Zusammenfassung durch Doctrine KI

Sachverhalt
Eine Betroffene im Wachkoma verfügt seit 1998 über eine Patientenverfügung, die lebensverlängernde Maßnahmen bei irreversibler Bewusstlosigkeit ablehnt. Der Sohn beantragt die Einstellung künstlicher Ernährung, der Ehemann widerspricht. Das Landgericht lehnt die Genehmigungspflicht ab, der Ehemann legt Rechtsbeschwerde ein.

Entscheidungsgründe
Das Gericht bestätigt die Wirksamkeit der Patientenverfügung gemäß §§ 1901a, 1904 BGB. Die Verfügung ist trotz pauschaler Formulierungen ausreichend bestimmt, da sie konkret auf die Behandlungssituation „keine Aussicht auf Wiedererlangung des Bewusstseins“ abstellt. Die Auslegung berücksichtigt den Willen der Betroffenen, der auch den Abbruch bereits eingeleiteter lebenserhaltender Maßnahmen umfasst.
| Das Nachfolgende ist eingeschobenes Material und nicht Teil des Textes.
PR #756, opened 2017-04-06
[ELY-1062] - add way to defer listener registration

baranowb:
https://issues.jboss.org/browse/ELY-1062
Enabler: https://issues.jboss.org/browse/JBEAP-9684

Die Rechtsbeschwerde wird zurückgewiesen.

Praxishinweis
Patientenverfügungen sind auch bei weniger detaillierten Maßnahmebenennungen wirksam, wenn sie auf klar definierte Behandlungssituationen Bezug nehmen. Die betreuungsgerichtliche Genehmigung nach § 1904 BGB entfällt, wenn eine wirksame Patientenverfügung eine konkrete Einwilligung enthält. Auslegungsfragen sind tatrichterlich gebunden.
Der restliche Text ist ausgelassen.